What we think we know and what we want to know: perspectives on trust in news in a changing world.

There is no single ‘trust in news’ problem, but rather multiple challenges involving the supply of news and demand for information, according to a new report from the Trust in News Project.

In this first report from the project, the focus is on the issue of trust in news and what those who study journalism or practice it think about the issue.

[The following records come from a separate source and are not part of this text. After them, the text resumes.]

PR #508, opened 2024-08-29
feat: api to transform events to conclusion events

samika98:
API that processes a series of raw events, transforming them into a structured vector of conclusion events. The transformation involves taking a high watermark as input, fetching events from the database based on this marker, and converting these events into the ConclusionEvent type. 

Added transform_raw_events_to_conclusion_events function which converts events based on the provided high watermark
Modified event and payload structures
Updated CeramicEventService to include new transformation logic

TODO : Add time event creation logic for test


service/src/event/service.rs
```diff
@@ -237,6 +241,168 @@ impl CeramicEventService {
...
+
+                Ok(ConclusionEvent::Time(ConclusionTime {
+                    event_cid: raw_event.id,
+                    init: ConclusionInit {
+                        stream_cid: *init_event.unwrap().id().unwrap(),
+                        stream_type: 0, // You may need to determine the correct stream type
+                        controller: event.get_controller().unwrap(),
+                        dimensions: vec![], // You may need to populate this if needed
+                    },
+                    // TODO_Discuss: How can this ever have more than one value? prev return a single cid
```
samika98, line 298: prev returns a single cid

service/src/event/service.rs
```diff
@@ -237,6 +241,168 @@ impl CeramicEventService {
...
+                    // Soln_proposed : ?
+                    previous: vec![*time_event.prev()],
+                    //TODO_Discuss: How to determine an ever incrementing index.
+                    //Soln_proposed : We have to store this on disk and increment with every event seen ?
+                    //Define purpose of this counter and how it can be used
```
samika98, line 303: ** how it can be useful to the consumer of this api

service/src/event/service.rs
```diff
@@ -237,6 +241,168 @@ impl CeramicEventService {
...
+        unimplemented!("Implement get_event_by_cid method")
+    }
+
+    async fn conclusion_events_since(
+        &self,
+        highwater_mark: i64,
+        limit: i64,
+        include_data: ceramic_api::IncludeEventData,
+    ) -> anyhow::Result<Vec<ConclusionEvent>> {
+        let raw_events = ceramic_api::EventStore::events_since_highwater_mark(
```
nathanielc, line 394: We do not want to rely on the API methods here. We should likely move the body of `ceramic_api::EventStore::events_since_highwater_mark` to a method on the struct directly. Both this method and the EventStore implementation can call it. This way we do not overload the ceramic_api types.

service/src/event/service.rs
```diff
@@ -237,6 +241,168 @@ impl CeramicEventService {
...
+    fn get_event_by_cid(&self, cid: &Cid) -> Result<ceramic_event::unvalidated::Event<Ipld>> {
+        // Implement this method to fetch the event from your storage
+        unimplemented!("Implement get_event_by_cid method")
+    }
+
+    async fn conclusion_events_since(
+        &self,
+        highwater_mark: i64,
+        limit: i64,
+        include_data: ceramic_api::IncludeEventData,
```
nathanielc, line 392: We always want the data for the conclusion API so we should not let this be a parameter on the function.

service/src/event/service.rs
```diff
@@ -237,6 +241,168 @@ impl CeramicEventService {
         })
     }
 
+    // We map over this to get a vec of conclusion events
+    fn transform_raw_events_to_conclusion_events(
+        &self,
+        raw_event: ceramic_api::EventDataResult,
```
nathanielc, line 247: As noted, we should not use the ceramic_api types here but instead use the `unvalidated::Event` directly.

service/src/event/service.rs
```diff
@@ -237,6 +238,126 @@ impl CeramicEventService {
...
+                            event_cid,
+                            init,
+                            previous: vec![],
+                            data: init_event.data().to_json_bytes().map_err(|e| {
+                                Error::new_app(anyhow::anyhow!(
+                                    "Failed to serialize IPLD data: {}",
+                                    e
+                                ))
+                            })?,
+                            index: delivered as u64, // TODO: Implement proper indexing
```
samika98, line 288: nit : remove todo

event/src/unvalidated/event.rs
```diff
@@ -229,9 +248,11 @@ impl<D> From<Box<TimeEvent>> for Event<D> {
     }
 }
 
-impl<D> From<init::Payload<D>> for Event<D> {
-    fn from(value: init::Payload<D>) -> Self {
-        Self::Unsigned(value)
+// TODO : Delete this? then delete all
+// Delete event with new
```
samika98, line 252: @nathanielc All cannot be delete since rest of the two impls are being used in migration code. Makes sense to keep all 3 then?

event/src/unvalidated/event.rs
```diff
@@ -92,16 +107,17 @@ where
         }
     }
 
+    // TODO : Returns the cid no option, update the comment
```
nathanielc, line 110: nit, this todo is complete

event/src/unvalidated/event.rs
```diff
@@ -92,16 +107,17 @@ where
...
     /// Returns the 'id' field of the event, which is the Cid of the stream's init event.
     /// If this event *is* the init event, then it doesn't know its own Cid and returns None.
```
nathanielc, line 112: Update this comment to indicate we always return the cid because and init event does know its cid

event/src/unvalidated/event.rs
nathanielc: Yes lets keep them

flight/src/types.rs
```diff
@@ -22,11 +25,11 @@ impl ConclusionEvent {
     }
 }
 
+//TODO : Add Stream Type here
```
nathanielc, line 28: we have an issue to track this, so we can remove this comment for now

service/src/event/service.rs
```diff
@@ -237,6 +238,126 @@ impl CeramicEventService {
...
+    #[allow(dead_code)]
+    async fn transform_raw_events_to_conclusion_events(
+        &self,
+        raw_event: ceramic_event::unvalidated::Event<Ipld>,
+        delivered: i64,
+    ) -> Result<ConclusionEvent> {
+        let stream_cid = raw_event.id();
+        let init_event = self.get_event_by_cid(stream_cid).await?;
+        let init = ConclusionInit::try_from(init_event).unwrap();
+        let event_cid = *raw_event.id();
```
nathanielc, line 250: This is incorrect, the event_cid is not the stream_cid (unless its an init event). Does the raw_event know its own cid? That is what we need to use. Maybe we need a new method on unvalidated::Event to get the cid of itself.

store/src/sql/access/event.rs
```diff
@@ -295,48 +295,57 @@ impl CeramicOneEvent {
...
 
-    /// Returns the root CIDs and the data of all the events found after the given delivered value.
+    /// Returns the root CIDs and values of all the events found after the given delivered value.
     pub async fn new_events_since_value_with_data(
         pool: &SqlitePool,
-        delivered: i64,
+        highwater: i64,
         limit: i64,
-    ) -> Result<(i64, Vec<(Cid, unvalidated::Event<Ipld>)>)> {
+    ) -> Result<(i64, Vec<(Cid, unvalidated::Event<Ipld>, i64)>)> {
```
nathanielc, line 303: Can you change this to use a struct instead of a tuple? Its confusing what the different i64s are for. I get it after reading the code, however a struct would make it more clear.

store/src/sql/access/event.rs
```diff
@@ -295,48 +295,57 @@ impl CeramicOneEvent {
...
 
         let mut all_blocks: Vec<DeliveredEventBlockRow> =
             sqlx::query_as(EventQuery::new_delivered_events_with_data())
-                .bind(delivered)
+                .bind(highwater)
                 .bind(limit)
                 .fetch_all(pool.reader())
                 .await?;
 
-        // default to the passed in value if there are no new events to avoid the client going back to 0
```
nathanielc, line 330: why was this comment removed? It still seems valid.

store/src/sql/access/event.rs
```diff
@@ -295,48 +295,57 @@ impl CeramicOneEvent {
...
         let max_highwater = all_blocks
             .iter()
             .map(|row| row.new_highwater_mark + 1)
             .max()
-            .unwrap_or(delivered);
+            .unwrap_or(highwater);
         all_blocks.sort_by(|a, b| a.new_highwater_mark.cmp(&b.new_highwater_mark));
-        let blocks = all_blocks.into_iter().map(|b| b.block).collect();
+
+        let blocks = all_blocks.clone().into_iter().map(|b| b.block).collect();
```
nathanielc, line 341: Why do we have to clone the blocks?

nathanielc (changes requested):
I like it, a few questions below. The refactor worked out well[

nathanielc:
I'd like to see a test that shows we are correctly converting from events to conclusion events

service/src/event/service.rs
samika98: we can also pass it as a parameter into this method

store/src/sql/access/event.rs
```diff
@@ -295,48 +295,57 @@ impl CeramicOneEvent {
...
         let values = ReconEventBlockRaw::into_events(blocks).await?;
-        Ok((max_highwater, values))
+        let result = values
+            .into_iter()
+            .zip(all_blocks.iter())
```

The study combined an extensive review of existing research on trust in news (including nearly 200 interdisciplinary publications) and original interviews on the subject (including 82 with journalists and other practitioners across several countries) to assess the knowns and unknowns of trust.

It found that:

  • There is no single ‘trust in news’ problem, but rather multiple challenges involving both the supply of news and demand for information. 
  • Many scholars and practitioners have diagnosed problems in the production of news that may contribute to distrust. 
  • Internal and external initiatives centred around transparency, engagement, and media literacy have shown promise, but empirical evidence about what works, with whom, and under what circumstances, remains less clear.
  • Efforts to improve trust, as important as they may be, involve trade-offs in divided and polarised societies and can also be at odds with other important priorities, such as holding power to account. 

Benjamin Toff , Senior Research Fellow and lead author of the report, said: “The Trust in News Project's first report underscores the complexity of the challenges involved in reversing declines in trust in news worldwide.

“There is likely no one-size-fits-all approach, but knowing what works, what doesn’t, and why is vital to avoid decisions that might waste already scarce resources.”